In cases where a company has entered an insolvency or restructuring procedure, or obtains a company moratorium, the company’s suppliers will be prohibited from stopping supplies or altering the contractual terms, as long as the suppliers continue to be paid. Suppliers that face hardship as a result of the obligation to continue to supply can apply to the court to allow termination of the contract and the measure is not applicable to small company suppliers.
Temporary Reforms to the UK Restructuring and Insolvency Regime
Suspension of Wrongful Trading
Under current law, once a director of a company concludes that there is no reasonable prospect of the company avoiding an insolvent liquidation or an insolvent administration, the director has a duty to take every step which a reasonably diligent person would take to minimise potential loss to the company’s creditors. If the court deems that a director failed in this duty, the court can order the director to make such personal contribution to the company’s assets as it thinks proper. Given the impact that UK businesses are contending with in the wake of the COVID-19 pandemic, there would be many thousands of directors who feel themselves exposed to this offence.

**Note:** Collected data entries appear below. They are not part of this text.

PR #358, opened 2023-11-17
Feat isolation mode

abnegate:
Allow setting different isolation modes by using different setters

Schema per project:
```php
$database
    ->setDatabase($projectId)
    ->create();
```

Single schema, unique tables (current arch):
```php
$database
    ->setDatabase('appwrite')
    ->setNamespace($projectId)
    ->create();
```

Single schema, shared tables:
```php
$database
    ->setDatabase('appwrite')
    ->setShareTables(true)
    ->setTenant($projectId)
    ->create();
```


src/Database/Adapter/MariaDB.php
```diff
@@ -116,18 +114,21 @@ public function createCollection(string $name, array $attributes = [], array $in
...
 
         $sql = "
-			CREATE TABLE IF NOT EXISTS `{$database}`.`{$namespace}_{$id}` (
-				`_id` int(11) unsigned NOT NULL AUTO_INCREMENT,
+			CREATE TABLE IF NOT EXISTS {$this->getSQLTable($id)} (
+				`_id` INT(11) UNSIGNED NOT NULL AUTO_INCREMENT,
 				`_uid` VARCHAR(255) NOT NULL,
-				`_createdAt` datetime(3) DEFAULT NULL,
-				`_updatedAt` datetime(3) DEFAULT NULL,
+				`_tenant` VARCHAR(36) DEFAULT NULL,
```
fogelito, line 120: If shareTables is false, do we want to create this attribute? can a shared table become a non-shared and the other way around? 
If we do not use _tenant , I am not sure we want to create

fogelito, line 120: If _tenant will be the project Internal id in Appwrite , can it be an integer? I know it is less generic but better for us

src/Database/Adapter/MariaDB.php
```diff
@@ -116,18 +114,21 @@ public function createCollection(string $name, array $attributes = [], array $in
...
+				`_createdAt` DATETIME(3) DEFAULT NULL,
+				`_updatedAt` DATETIME(3) DEFAULT NULL,
 				`_permissions` MEDIUMTEXT DEFAULT NULL,
 				" . \implode(' ', $attributeStrings) . "
 				PRIMARY KEY (`_id`),
 				" . \implode(' ', $indexStrings) . "
 				UNIQUE KEY `_uid` (`_uid`),
-				KEY `_created_at` (`_createdAt`),
-				KEY `_updated_at` (`_updatedAt`)
+				KEY `_tenant` (`_tenant`),
```
fogelito, line 128: Same question again about shareTables , if shareTables = true, it will always be added to the filter,
So could be we need to create the indexes with an if case.
For example if shareTables = false , We do not need this index:
KEY `_tenant` (`_tenant`)
and we will not create compound indexes as 
KEY `_created_at` (`_tenant`,`_createdAt`)

src/Database/Database.php
```diff
@@ -2126,6 +2284,10 @@ public function renameIndex(string $collection, string $old, string $new): bool
      */
     public function createIndex(string $collection, string $id, string $type, array $attributes, array $lengths = [], array $orders = []): bool
     {
+        if ($this->adapter->getShareTables() && empty($this->adapter->getTenant())) {
+            throw new DatabaseException('Missing tenant. Tenant must be set when table sharing is enabled.');
+        }
+
```
fogelito, line 2290: If sharedTables is True , Do we want the add Tenant as first part of the index?

src/Database/Database.php
```diff
@@ -643,6 +644,36 @@ public function clearTimeout(string $event = Database::EVENT_ALL): void
...
 
+    /**
+     * Set Share Tables
+     *
+     * Set whether to share tables between tenants
+     *
+     * @param bool $share
+     * @return self
+     */
+    public function setShareTables(bool $share): self
```
fogelito, line 655: In case of $share = true, should we force to $tenant as a second function param?
So we do not need to check in functions this:
 if ($this->adapter->getShareTables() && empty($this->adapter->getTenant()))

src/Database/Database.php
```diff
@@ -643,6 +644,36 @@ public function clearTimeout(string $event = Database::EVENT_ALL): void
...
+     * Set Tenant
+     *
+     * Set tenant to use if tables are shared
+     *
+     * @param string $tenant
+     * @return self
+     */
+    public function setTenant(string $tenant): self
+    {
+        $this->adapter->setTenant($tenant);
```
fogelito, line 672: Can we set setTenant while shared if false?

src/Database/Adapter/MariaDB.php
abnegate: It could be anything, I have been using $project->getId(), but could certainly use internal ID since it's not exposed on the Appwrite side, that will much better for query performance, will update :+1:

abnegate: We are just adding it to all tables to keep things simple, shouldn't be much impact if it's just unused right?

src/Database/Database.php
abnegate: I think it's better to keep them separate, then from the Appwrite side, we only need to call setShareTables once when instantiating the DB, and then for every request, we call setTenant with the project ID

src/Database/Database.php
abnegate: Yep, it will just not do anything

src/Database/Database.php
```diff
@@ -827,20 +883,30 @@ public function createCollection(string $id, array $attributes = [], array $inde
...
+            throw new DatabaseException($validator->getDescription());
         }
 
         $collection = $this->silent(fn () => $this->getCollection($id));
 
+        if ($collection->isEmpty()) {
+            throw new DatabaseException('Collection not found');
+        }
+
+        if ($this->adapter->getShareTables() && $collection->getAttribute('$tenant') !== $this->adapter->getTenant()) {
```
eldadfux, line 906: This could be another indication why having only tenant can be sufficient.

src/Database/Database.php
```diff
@@ -3782,7 +3992,7 @@ public function decreaseDocumentAttribute(string $collection, string $id, string
 
         $min = $min ? $min + $value : null;
         $result = $this->adapter->increaseDocumentAttribute($collection->getId(), $id, $attribute, $value * -1, $min);
-        $this->cache->purge('cache-' . $this->getNamespace() . ':' . $collection->getId() . ':' . $id . ':*');
+        $this->deleteCachedDocument($collection->getId(), $id);
```
eldadfux, line 3995: Calling this purgeDocument might help us have better separation and avoid confusion with the delete methods.

src/Database/Adapter/SQL.php
```diff
@@ -98,16 +107,26 @@ public function list(): array
     public function getDocument(string $collection, string $id, array $queries = []): Document
     {
         $name = $this->filter($collection);
-
         $selections = $this->getAttributeSelections($queries);
 
-        $stmt = $this->getPDO()->prepare("
-            SELECT {$this->getAttributeProjection($selections)} 
+        $sql = "
+			SELECT {$this->getAttributeProjection($selections)}
```
eldadfux, line 113: Indentation is off.

src/Database/Adapter/SQL.php
```diff
@@ -259,7 +282,7 @@ public function getCountOfIndexes(Document $collection): int
      */
     public static function getCountOfDefaultAttributes(): int
     {
-        return 4;
+        return 5;
```
eldadfux, line 285: Is there any way for us to count this? Can we use the attributes constant?

src/Database/Adapter/SQL.php
```diff
@@ -269,7 +292,7 @@ public static function getCountOfDefaultAttributes(): int
      */
     public static function getCountOfDefaultIndexes(): int
     {
-        return 5;
+        return 6;
```
eldadfux, line 295: Is there any way for us to count this? Can we use the attributes constant?

src/Database/Adapter/SQL.php
```diff
@@ -304,34 +327,13 @@ public function getAttributeWidth(Document $collection): int
...
-                            $total += ($attribute['size'] * 4) + 2;
-                            break;
-
-                        default:
-                            // $size = $size * 4; // utf8mb4 up to 4 bytes per char
-                            // 8 bytes length + 1 bytes for VARCHAR(<=255)
-                            $total += ($attribute['size'] * 4) + 1;
-                            break;
-                    }
+                    $total += match (true) {
```
eldadfux, line 330: Cool, but let's keep the comments.

src/Database/Adapter/Mongo.php
```diff
@@ -1609,7 +1638,7 @@ public static function getCountOfDefaultAttributes(): int
      */
     public static function getCountOfDefaultIndexes(): int
     {
-        return 5;
+        return 6;
```
eldadfux, line 1641: Is there any way for us to count this? Can we use the attributes constant?

src/Database/Adapter/MariaDB.php
eldadfux: I think we can always keep the index for simplicity and just set the tenant value to something default if not used.

abnegate: @fogelito What would the impact on performance be if querying on only `_createdAt` (for existing projects)? The DB will still use the composite index even though it only matches one column, right?

Wondering about which order we should use as well because `(_tenant,_createdAt)` will perform much better for shared tables since tenant will massively reduce the rows, but `(_createdAt,_tenant)` would be much better for not-shared tables since tenant will always be null. 

Maybe it is worth conditionally creating them depending on whether shared tables is set or not

abnegate: Changed this so we conditionally create the indexes optimized for performance

src/Database/Database.php
abnegate: Done

src/Database/Adapter.php
```diff
@@ -133,16 +117,72 @@ public function setDefaultDatabase(string $name, bool $reset = false): bool
...
+    /**
+     * Set Share Tables.
+     *
+     * Set whether to share tables between tenants
+     *
+     * @param bool $shareTables
+     *
+     * @return bool
+     */
+    public function setShareTables(bool $shareTables): bool
```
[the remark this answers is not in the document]
abnegate: If we assume that, we also have to assume if it's not set, we're not using shared tables, which might not be the case (and will allow access to other tenants' data)

src/Database/Adapter/SQL.php
abnegate: Tabs vs spaces 😄

src/Database/Adapter/MariaDB.php
```diff
@@ -116,21 +114,34 @@ public function createCollection(string $name, array $attributes = [], array $in
...
 				" . \implode(' ', $indexStrings) . "
-				UNIQUE KEY `_uid` (`_uid`),
-				KEY `_created_at` (`_createdAt`),
-				KEY `_updated_at` (`_updatedAt`)
-			)
 		";
 
+        if ($this->shareTables) {
+            $sql .= "
+				UNIQUE KEY _uid_tenant (_tenant, _uid),
```
fogelito, line 131: Since _uid is much less in numbers than _tenant , and we have _tenant index in first position let's make this index 
UNIQUE KEY _uid_tenant (_uid, _tenant).

src/Database/Adapter/MariaDB.php
```diff
@@ -116,21 +114,34 @@ public function createCollection(string $name, array $attributes = [], array $in
...
+				KEY _created_at (_tenant, _createdAt),
```
fogelito, line 132: Do we have Workers / Maintance that can fetch data by _createdAt for example?
From a glance I tool in the Workers it always go by projected, we need to double check...

tests/e2e/Adapter/Base.php
```diff
@@ -12545,6 +12548,127 @@ public function testEmptyOperatorValues(): void
...
+        $database->createDocument('people', new Document([
+            '$id' => $docId,
+            '$permissions' => [
+                Permission::read(Role::any()),
+            ],
+            'name' => 'Spiderman',
+        ]));
+
+        $doc = $database->getDocument('people', $docId);
+        $this->assertEquals('Spiderman', $doc['name']);
```
fogelito, line 12636: Can we add an assertion that of $tenant (fetched) ===  $tenant1?

src/Database/Adapter/MariaDB.php
abnegate: Makes sense, will update :+1:

src/Database/Adapter/MariaDB.php
abnegate: Everything must be by project ID, since there was no other option previously (everything is in either project or console namespace)

tests/e2e/Adapter/Base.php
abnegate: Yep done

src/Database/Adapter/MariaDB.php
```diff
@@ -139,17 +150,29 @@ public function createCollection(string $name, array $attributes = [], array $in
...
+					_type VARCHAR(12) NOT NULL,
+					_permission VARCHAR(255) NOT NULL,
+					_document VARCHAR(255) NOT NULL,
+					PRIMARY KEY (_id),
 			";
 
+            if ($this->shareTables) {
+                $sql .= "
+					UNIQUE INDEX _index1 (_document, _tenant, _type, _permission),
+					INDEX _permission (_permission, _type, _document, _tenant)
```
fogelito, line 165: Hmm this Index supposed to cover :
SELECT _document
FROM `sharedTables`.`_people_perms`
WHERE _permission IN ('user:a', 'any', 'label:reader')
AND _type = 'read'
AND _tenant = :_tenant

INDEX _permission (_tenant, _type, _permission) 
We do not need _document in this Index, since we do not care about order by.

abnegate: Updated 👌

src/Database/Adapter/MariaDB.php
```diff
@@ -139,17 +150,29 @@ public function createCollection(string $name, array $attributes = [], array $in
...
+				";
+            } else {
+                $sql .= "
+					UNIQUE INDEX _index1 (_document, _type, _permission),
+					INDEX _permission (_permission, _type, _document)
```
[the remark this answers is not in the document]
abnegate: Done

christyjacob4:
Let's setup a test bench to simulate the kind of loads we receive on cloud.

src/Database/Adapter/MariaDB.php
```diff
@@ -139,17 +150,29 @@ public function createCollection(string $name, array $attributes = [], array $in
...
+					_type VARCHAR(12) NOT NULL,
+					_permission VARCHAR(255) NOT NULL,
+					_document VARCHAR(255) NOT NULL,
+					PRIMARY KEY (_id),
 			";
 
+            if ($this->shareTables) {
+                $sql .= "
+					UNIQUE INDEX _index1 (_document, _tenant, _type, _permission),
+					INDEX _permission (_tenant, _permission, _type)
```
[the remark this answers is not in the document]
fanatic75: I think the correct order is _permission, _type only.

src/Database/Adapter/MariaDB.php
```diff
@@ -949,19 +997,27 @@ public function updateDocument(string $collection, Document $document): Document
         }
         if (!empty($removeQuery)) {
             $removeQuery .= ')';
-            $removeQuery = "
+            $sql = "
```
fanatic75, line 1000: I think the remove query and insert query should run in a single transaction, this can cause problems.

fanatic75 (changes requested):

src/Database/Adapter/MariaDB.php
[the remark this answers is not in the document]
fogelito: We are not filtering or order by _document so we do not need it.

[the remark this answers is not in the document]
fogelito: We covers this query: 
SELECT `table_main`.*
            FROM `sharedTables`.`_people` as table_main
            WHERE table_main._uid IN (
                    SELECT _document
                    FROM `sharedTables`.`_people_perms`
                    WHERE _permission IN ('user:a', 'any', 'label:reader')
                      AND _type = 'read'
                      AND _tenant = :_tenant
                ) AND table_main._tenant = :_tenant
            ORDER BY table_main._id ASC
            LIMIT :limit OFFSET :offset;

src/Database/Adapter/MariaDB.php
```diff
@@ -139,17 +150,29 @@ public function createCollection(string $name, array $attributes = [], array $in
...
 
+            if ($this->shareTables) {
+                $sql .= "
+					UNIQUE INDEX _index1 (_document, _tenant, _type, _permission),
+					INDEX _permission (_tenant, _permission, _type)
+				";
+            } else {
+                $sql .= "
+					UNIQUE INDEX _index1 (_document, _type, _permission),
+					INDEX _permission (_permission, _type)
```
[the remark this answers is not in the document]
fogelito: We are not filtering or order by _document so we do not need it.

src/Database/Database.php
```diff
@@ -2160,6 +2320,10 @@ public function renameIndex(string $collection, string $old, string $new): bool
      */
     public function createIndex(string $collection, string $id, string $type, array $attributes, array $lengths = [], array $orders = []): bool
     {
+        if ($this->adapter->getShareTables() && empty($this->adapter->getTenant())) {
+            throw new DatabaseException('Missing tenant. Tenant must be set when table sharing is enabled.');
+        }
+
```
fogelito, line 2326: On fulltext index we can't add _tenant

src/Database/Adapter/MariaDB.php
```diff
@@ -116,21 +114,34 @@ public function createCollection(string $name, array $attributes = [], array $in
...
 				" . \implode(' ', $indexStrings) . "
-				UNIQUE KEY `_uid` (`_uid`),
-				KEY `_created_at` (`_createdAt`),
-				KEY `_updated_at` (`_updatedAt`)
-			)
 		";
 
+        if ($this->shareTables) {
+            $sql .= "
+				UNIQUE KEY _uid_tenant (_uid, _tenant),
```
fogelito, line 131: We need to benchmark: do we need  an index (_tenant, _id) for find queries
 with no filters as `select * from table where _tenant  = 1 order by _id` 
 Or does_created_at index can cover it since (_tenant) is in the first position in Index tree 🤔

fogelito: @abnegate Perhaps we can add it, It will be easier to drop than create it later on..

src/Database/Adapter/MariaDB.php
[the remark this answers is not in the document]
abnegate: I agree here, _permission will make the traversal shorter than _type in this position right @fogelito?

src/Database/Adapter/MariaDB.php
```diff
@@ -711,19 +746,20 @@ public function createDocument(string $collection, Document $document): Document
         foreach (Database::PERMISSIONS as $type) {
             foreach ($document->getPermissionsByType($type) as $permission) {
                 $permission = \str_replace('"', '', $permission);
-                $permissions[] = "('{$type}', '{$permission}', '{$document->getId()}')";
+                $permissions[] = "('{$type}', '{$permission}', '{$document->getId()}', :_tenant)";
```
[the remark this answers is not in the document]
abnegate: It's better to bind here, otherwise, we'll insert an empty string when `$this-tenant` is null

src/Database/Adapter/MariaDB.php
```diff
@@ -651,9 +687,10 @@ public function deleteIndex(string $collection, string $id): bool
     public function createDocument(string $collection, Document $document): Document
     {
         $attributes = $document->getAttributes();
+        $attributes['_tenant'] = $this->tenant;
```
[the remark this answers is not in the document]
abnegate: It will be inserted as `null`

src/Database/Adapter/MariaDB.php
abnegate: All 3 (update data, remove permission, insert permissions) are executed in a transaction [later on](https://github.com/utopia-php/database/blob/main/src/Database/Adapter/MariaDB.php#L1038-L1049), we are just building the queries here

src/Database/Database.php
abnegate: Fixed and added test case :+1:

src/Database/Adapter/MariaDB.php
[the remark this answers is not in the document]
fogelito: On this 
SELECT _document from PERMS
WHERE 
_permission IN ('user:a', 'any', 'label:reader') 
AND _type = 'read' 
AND _tenant = :_tenant;

So the MySQL engine will do this:
SELECT _document PERMS
WHERE _permission = 'user:a' AND _type = 'read' AND _tenant = :_tenant

SELECT _document PERMS
WHERE _permission = 'any' AND _type = 'read'  AND _tenant = :_tenant

SELECT _document PERMS
WHERE _permission ='label:reader'AND _type = 'read'  AND _tenant = :_tenant

So the question is what he will like better from the 3 options
If _permission would be a specific user as 'user:a' , he would like _permission first , but if _permission will be 'any' which has a lot of rows, So I would say last. 
So (without a benchmark is hard to know)

because we have Equal operation on _tenant, _type , that Is why I put them first,
What do you think?

fogelito (approved):

PR #186, opened 2024-03-08
Fix argument passing

s0me0ne-unkn0wn:
Concatenating the command line option and its value doesn't really work. The shell treats `--opt val` as a single argument `--opt val` instead of `--opt` `val` and fails to execute. This PR fixes that by separating options from their values.

Error example:
```
error: unexpected argument '--workers-path ~/.cargo/bin/workers-1.6' found

  tip: a similar argument exists: '--workers-path'
```


pepoviola (approved):

pepoviola:
Looks good @s0me0ne-unkn0wn, thanks!!

PR #189, opened 2024-03-16
Generalize metric assertions

s0me0ne-unkn0wn:
Enables using an arbitrary predicate to assert on metrics instead of just equality, which may be brittle because of casting everything to a floating-point type.

Usage example:

```rust
if node.assert_with("block_height{status=\"best\"}", |bh| bh > 10).await? {
    println!("Block height is over 10");
}
```


pepoviola (approved):
Looks great, thanks!!

PR #198, opened 2024-03-27
Feat/docker provider

l0r1s:
WIP


pepoviola:
Hi @l0r1s, looks great. What's the current status. I can continue with the implementation.

Thx!!

crates/provider/src/docker/client.rs
```diff
@@ -0,0 +1,444 @@
...
+
+        if !result.status.success() {
+            return Err(anyhow!(
+                "Failed to detect container engine: {}",
+                String::from_utf8_lossy(&result.stderr)
+            )
+            .into());
+        }
+
+        Ok(String::from_utf8_lossy(&result.stdout).contains("podman"))
```
pepoviola, line 180: This will require that the user have at least a symlink `docker -> podman`, why not:
- Allow users to pass the `main cmd` (docker/podman) in `fn new`
- or, detect one or the other. Trying first `docker` and then `podman`

Thx!

crates/provider/src/docker/client.rs
```diff
@@ -0,0 +1,444 @@
...
+                    }
+
+                    None
+                },
+            })
+            .collect();
+
+        for name in container_names {
+            self.container_rm(&name).await?;
+        }
```
pepoviola, line 387: We can remove all containers at ones

```
docker rm --help

Usage:  docker rm [OPTIONS] CONTAINER [CONTAINER...]

Remove one or more containers
```

crates/provider/src/docker/client.rs
```diff
@@ -0,0 +1,444 @@
...
+
+        let containers = serde_json::from_str(&stdout)
+            .map_err(|err| anyhow!("Failed to parse podman containers output: {err}"))?;
+
+        Ok(containers)
+    }
+
+    async fn get_docker_containers(&self) -> Result<Vec<DockerContainer>> {
+        let res = tokio::process::Command::new("docker")
+            .args(vec!["ps", "--all", "--no-trunc", "--format", "json"])
```
pepoviola, line 427: We should add some filter to get only the containers of the `ns`
`--filter name=<ns>` will work

crates/provider/src/docker/client.rs
```diff
@@ -0,0 +1,444 @@
...
+                .map(Container::Docker)
+                .collect()
+        };
+
+        Ok(containers)
+    }
+
+    async fn get_podman_containers(&self) -> Result<Vec<PodmanContainer>> {
+        let res = tokio::process::Command::new("docker")
+            .args(vec!["ps", "--all", "--no-trunc", "--format", "json"])
```
pepoviola, line 412: Same here, we should filter the containers.

crates/provider/src/docker/namespace.rs
```diff
@@ -0,0 +1,356 @@
...
+            .create_volume(&zombie_wrapper_volume_name)
+            .await
+            .map_err(|err| ProviderError::CreateNamespaceFailed(self.name.clone(), err.into()))?;
+
+        // copy script to volume
+        self.docker_client
+            .container_run(
+                ContainerRunOptions::new(
+                    "alpine:latest",
+                    vec!["cp", "/zombie-wrapper.sh", "/scripts"],
```
pepoviola, line 109: Can we just add `"&&", "chmod", "-R", "777", "/scripts"` to _not_ need to create a new container for just this op.

crates/provider/src/docker/namespace.rs
```diff
@@ -0,0 +1,356 @@
...
+            .create_volume(&helper_binaries_volume_name)
+            .await
+            .map_err(|err| ProviderError::CreateNamespaceFailed(self.name.clone(), err.into()))?;
+
+        // download binaries to volume
+        self.docker_client
+            .container_run(
+                ContainerRunOptions::new(
+                    "alpine:latest",
+                    vec!["ash", "/helper-binaries-downloader.sh"],
```
pepoviola, line 164: Same here.

crates/provider/src/docker/node.rs
```diff
@@ -0,0 +1,527 @@
...
+        let command = [vec![self.program.to_string()], self.args.to_vec()].concat();
+
+        self.docker_client
+            .container_run(
+                ContainerRunOptions::new(&self.image, command)
+                    .name(&self.container_name)
+                    .env(self.env.clone())
+                    .volume_mounts(HashMap::from([
+                        (
+                            format!("{}-zombie-wrapper", self.namespace_name(),),
```
pepoviola, line 139:
```suggestion
                            format!("{}-zombie-wrapper", self.namespace_name()),
```

crates/provider/src/docker/node.rs
```diff
@@ -0,0 +1,527 @@
...
+        .await?;
+
+        Ok(())
+    }
+
+    pub(super) async fn start(&self) -> Result<(), ProviderError> {
+        self.docker_client
+            .container_exec(
+                &self.container_name,
+                vec!["sh", "-c", "echo", ">", "/tmp/zombiepipe"],
```
pepoviola, line 227:
```suggestion
                vec!["sh", "-c", "echo start > /tmp/zombiepipe"],
```

crates/provider/src/docker/node.rs
```diff
@@ -0,0 +1,527 @@
...
+
+        Ok(())
+    }
+
+    async fn receive_file(
+        &self,
+        _remote_src: &Path,
+        _local_dest: &Path,
+    ) -> Result<(), ProviderError> {
+        Ok(())
```
pepoviola, line 447:
```suggestion
          todo!()
//        Ok(())
```

crates/provider/src/docker/node.rs
pepoviola: In other methods we are just using `["echo", "<method>", ">",  "/tmp/zombiepipe"] we should change here also.

crates/provider/src/kubernetes/namespace.rs
```diff
@@ -385,11 +385,13 @@ where
...
             })?;
 
+        temp_node.destroy().await?;
+
         Ok(available_args_output)
     }
 
     async fn spawn_node(&self, options: &SpawnNodeOptions) -> Result<DynNode, ProviderError> {
-        trace!("spawn option {:?}", options);
+        trace!("spawn node options {options:?}");
```
pepoviola, line 394: 👍

crates/provider/src/kubernetes/namespace.rs
```diff
@@ -419,7 +421,7 @@ where
     }
 
     async fn generate_files(&self, options: GenerateFilesOptions) -> Result<(), ProviderError> {
-        debug!("options {:#?}", options);
+        debug!("generate files options {options:#?}");
```
pepoviola, line 424: We should remove this `pretty` debugs, since the multiline output isn't optimal.

crates/provider/src/shared/scripts/helper-binaries-downloader.sh
```diff
@@ -0,0 +1,22 @@
+#!/bin/ash
+
+log() {
+    echo "$(date +"%F %T") $1"
+}
+
+# used to handle the distinction where /cfg is used for k8s and /helpers for docker/podman
+# to share a volume across nodes containing helper binaries and independent from /cfg
+# where some node files are stored
+OUTDIR=$([ -d /helpers ] && echo "/helpers" || echo "/cfg")
```
pepoviola, line 10: This should be _noticed_ when we run scripts since we relay on the default `/cfg/[curl/coreutils]`

PR #204, opened 2024-04-27
feat: add support to build chain-spec with a custom command

pepoviola:


crates/configuration/testing/snapshots/0000-small-network.toml
```diff
@@ -14,6 +14,7 @@ validator = true
 invulnerable = true
 bootnode = false
 balance = 2000000000000
+args = [""]
```
pepoviola, line 17:
```suggestion
```

PR #209, opened 2024-05-13
feat: enhance public api

evilrobot-01:
Firstly, thank you for an amazing library! The original zombienet is a Polkadot staple and now being able to use it completely from Rust is a game changer for us: as you may be aware, we have integrated zombienet-sdk with [pop-cli](https://github.com/paritytech/zombienet-sdk).

In doing so, we needed to add a few getters to the public api to be able to present certain information to the user, as well we expose a little more of the inner errors. This PR simply upstreams these changes.

It also includes two additional fixes, which may be better implemented based on your guidance:
- collator args werent working for us when specified in a config file, which seemed to be due to missing `--` in the args list provided by calling functions. 
- artifact path wasnt set when trying to build a chain spec. This may no longer be required based on the changes in https://github.com/paritytech/zombienet-sdk/commit/c7ce50c0e54c7efd505d18c0d77fe169f7df0465

I am happy to add tests if you are open to these changes. 🙂

### DIFF
--- a/crates/orchestrator/src/errors.rs
+++ b/crates/orchestrator/src/errors.rs
@@ -18,7 +18,7 @@ pub enum OrchestratorError {
     InvariantError(&'static str),
     #[error("Global network spawn timeout: {0} secs")]
     GlobalTimeOut(u32),
-    #[error("Generator error")]
+    #[error("Generator error: {0}")]
     GeneratorError(#[from] generators::errors::GeneratorError),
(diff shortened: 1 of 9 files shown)


pepoviola:
Hi @evilrobot-01, thanks for your feedback, the fixes and for using zombienet-sdk 🙌 . Changes in the api looks good to me, I will merge those and publish a new version. 

Thanks!!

This potential personal liability for wrongful trading has been suspended from 1 March 2020, until the later of (a) 30 June 2020 and (b) one month after the CIGB has been enacted (the “relevant period”). Courts will ignore the actions of a director during the relevant period when assessing the amount of compensation payable by a director who is later found liable for wrongful trading. All other duties of and potential offences by directors of UK companies continue to apply. There is the potential for the Government to further extend this relevant period.
Statutory Demands and Winding up Petitions
The second temporary measure introduced by the CIGB is a provision to restrict statutory demands and winding up petitions being issued against companies where the debt is unpaid for reasons relating to the COVID-19 pandemic. It appears that there is a relatively low threshold for companies to establish that the pandemic has had a “financial effect” on the company, with the company only required to establish that their financial position has worsened for reasons relating to COVID-19.
In practice, this is designed to prevent creditors from threatening winding up proceedings or the issuance of statutory demands as a method of securing payment from companies in such a positIon. These temporary measures are effective from 27 April 2020 and are due to last until 30 June 2020. Again, there is the possibility that this temporary measure may be extended.
The permanent reforms have been trailed for a couple of years. The temporary reforms have been put together in a few weeks. It remains to be seen what uptake there will be for the new moratorium process and the restructuring plan procedure. The termination clause proposal and the temporary reforms will have a more immediate effect but may well be challenged in court in relation to their detailed application in individual circumstances.
This publication/newsletter is for informational purposes and does not contain or convey legal advice. The information herein should not be used or relied upon in regard to any particular facts or circumstances without first consulting a lawyer. Any views expressed herein are those of the author(s) and not necessarily those of the law firm's clients.